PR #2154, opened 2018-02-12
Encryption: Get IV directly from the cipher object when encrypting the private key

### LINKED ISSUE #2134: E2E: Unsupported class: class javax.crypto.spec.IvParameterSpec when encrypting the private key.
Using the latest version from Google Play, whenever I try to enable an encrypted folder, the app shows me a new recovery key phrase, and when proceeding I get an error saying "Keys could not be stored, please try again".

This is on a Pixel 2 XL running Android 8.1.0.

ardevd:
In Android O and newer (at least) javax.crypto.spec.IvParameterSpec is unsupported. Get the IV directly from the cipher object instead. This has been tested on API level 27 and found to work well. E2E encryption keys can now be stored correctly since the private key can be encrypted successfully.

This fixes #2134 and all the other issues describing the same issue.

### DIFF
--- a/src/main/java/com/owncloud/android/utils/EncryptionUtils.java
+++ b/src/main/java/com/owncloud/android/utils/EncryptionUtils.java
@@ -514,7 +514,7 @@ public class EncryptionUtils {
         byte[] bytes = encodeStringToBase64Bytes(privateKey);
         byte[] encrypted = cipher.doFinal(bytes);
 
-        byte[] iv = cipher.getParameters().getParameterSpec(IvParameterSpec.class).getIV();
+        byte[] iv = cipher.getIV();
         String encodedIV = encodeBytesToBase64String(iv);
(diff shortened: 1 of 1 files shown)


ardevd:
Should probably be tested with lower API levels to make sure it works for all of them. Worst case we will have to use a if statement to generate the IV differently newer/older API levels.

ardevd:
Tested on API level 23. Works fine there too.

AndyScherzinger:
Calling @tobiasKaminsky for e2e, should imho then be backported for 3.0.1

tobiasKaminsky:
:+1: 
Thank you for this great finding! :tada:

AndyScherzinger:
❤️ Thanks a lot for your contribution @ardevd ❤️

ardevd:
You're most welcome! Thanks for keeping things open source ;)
--
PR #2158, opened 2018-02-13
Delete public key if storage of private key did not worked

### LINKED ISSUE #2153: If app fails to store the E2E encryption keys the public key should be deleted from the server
* * *
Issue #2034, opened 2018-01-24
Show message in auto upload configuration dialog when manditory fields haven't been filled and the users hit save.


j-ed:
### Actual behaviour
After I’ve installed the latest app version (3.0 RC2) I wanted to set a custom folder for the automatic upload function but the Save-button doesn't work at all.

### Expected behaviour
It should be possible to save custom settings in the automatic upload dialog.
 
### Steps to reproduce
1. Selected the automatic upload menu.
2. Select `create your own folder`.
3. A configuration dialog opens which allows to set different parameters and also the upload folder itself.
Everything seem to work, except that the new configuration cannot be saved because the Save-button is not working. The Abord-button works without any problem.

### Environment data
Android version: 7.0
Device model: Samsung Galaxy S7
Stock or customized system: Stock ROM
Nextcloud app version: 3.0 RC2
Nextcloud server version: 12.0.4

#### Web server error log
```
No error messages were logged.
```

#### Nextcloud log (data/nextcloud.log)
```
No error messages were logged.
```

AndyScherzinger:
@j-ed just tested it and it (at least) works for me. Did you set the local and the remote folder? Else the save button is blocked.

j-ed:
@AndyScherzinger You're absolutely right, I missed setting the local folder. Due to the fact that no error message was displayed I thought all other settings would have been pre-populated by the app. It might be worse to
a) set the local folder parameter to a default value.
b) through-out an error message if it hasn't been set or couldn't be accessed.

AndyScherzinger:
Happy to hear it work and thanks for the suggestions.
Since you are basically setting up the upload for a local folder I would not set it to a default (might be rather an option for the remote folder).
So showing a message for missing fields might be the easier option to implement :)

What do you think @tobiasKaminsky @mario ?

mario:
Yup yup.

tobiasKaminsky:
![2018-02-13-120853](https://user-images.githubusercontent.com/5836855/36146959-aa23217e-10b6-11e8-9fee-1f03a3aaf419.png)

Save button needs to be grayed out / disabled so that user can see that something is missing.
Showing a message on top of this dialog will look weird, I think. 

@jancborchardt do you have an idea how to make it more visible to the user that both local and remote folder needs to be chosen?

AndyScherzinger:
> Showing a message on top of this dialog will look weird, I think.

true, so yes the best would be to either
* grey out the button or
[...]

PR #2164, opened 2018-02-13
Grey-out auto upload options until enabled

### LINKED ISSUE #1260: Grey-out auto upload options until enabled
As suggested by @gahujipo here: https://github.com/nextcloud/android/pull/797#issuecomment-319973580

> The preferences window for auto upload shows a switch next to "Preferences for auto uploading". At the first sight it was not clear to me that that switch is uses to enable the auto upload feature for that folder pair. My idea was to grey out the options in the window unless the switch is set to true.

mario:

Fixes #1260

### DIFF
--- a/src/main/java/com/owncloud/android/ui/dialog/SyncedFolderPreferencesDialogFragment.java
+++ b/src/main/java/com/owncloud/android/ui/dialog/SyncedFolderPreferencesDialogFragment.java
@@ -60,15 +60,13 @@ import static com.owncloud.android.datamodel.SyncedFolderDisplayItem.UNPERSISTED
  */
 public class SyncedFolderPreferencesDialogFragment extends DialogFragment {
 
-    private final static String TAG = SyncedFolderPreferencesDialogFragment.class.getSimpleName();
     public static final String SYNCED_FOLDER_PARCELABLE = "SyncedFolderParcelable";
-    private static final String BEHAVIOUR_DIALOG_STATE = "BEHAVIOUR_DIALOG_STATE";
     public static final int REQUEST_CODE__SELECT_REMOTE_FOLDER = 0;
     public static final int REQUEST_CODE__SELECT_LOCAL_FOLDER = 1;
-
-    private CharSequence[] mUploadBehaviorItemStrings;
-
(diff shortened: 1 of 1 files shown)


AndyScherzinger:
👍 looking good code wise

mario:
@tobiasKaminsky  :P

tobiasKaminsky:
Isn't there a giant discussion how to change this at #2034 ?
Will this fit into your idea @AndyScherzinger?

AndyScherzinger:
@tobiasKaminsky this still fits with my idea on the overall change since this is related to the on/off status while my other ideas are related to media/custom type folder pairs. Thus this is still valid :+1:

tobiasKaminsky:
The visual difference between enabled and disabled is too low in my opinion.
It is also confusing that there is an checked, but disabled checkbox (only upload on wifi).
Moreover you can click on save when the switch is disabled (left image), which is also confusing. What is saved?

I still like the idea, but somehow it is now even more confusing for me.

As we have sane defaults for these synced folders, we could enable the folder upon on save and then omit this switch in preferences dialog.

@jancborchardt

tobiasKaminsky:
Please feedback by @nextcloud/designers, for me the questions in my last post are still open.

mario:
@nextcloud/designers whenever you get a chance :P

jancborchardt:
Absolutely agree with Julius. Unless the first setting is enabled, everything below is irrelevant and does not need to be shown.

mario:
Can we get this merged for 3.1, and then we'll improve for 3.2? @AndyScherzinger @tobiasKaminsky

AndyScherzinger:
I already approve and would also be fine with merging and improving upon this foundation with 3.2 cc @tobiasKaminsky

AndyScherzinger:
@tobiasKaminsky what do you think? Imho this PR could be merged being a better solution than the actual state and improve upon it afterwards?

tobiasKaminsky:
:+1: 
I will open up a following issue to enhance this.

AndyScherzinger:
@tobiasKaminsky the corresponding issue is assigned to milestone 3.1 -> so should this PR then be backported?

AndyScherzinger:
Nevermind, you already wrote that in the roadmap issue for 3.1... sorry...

What to do
Your answer should consist of copies of the lines above that include the string "version".

Solution for this exercise
Using the latest version from Google Play, whenever I try to enable an encrypted folder, the app shows me a new recovery key phrase, and when proceeding I get an error saying "Keys could not be stored, please try again".
After I’ve installed the latest app version (3.0 RC2) I wanted to set a custom folder for the automatic upload function but the Save-button doesn't work at all.
Android version: 7.0
Nextcloud app version: 3.0 RC2
Nextcloud server version: 12.0.4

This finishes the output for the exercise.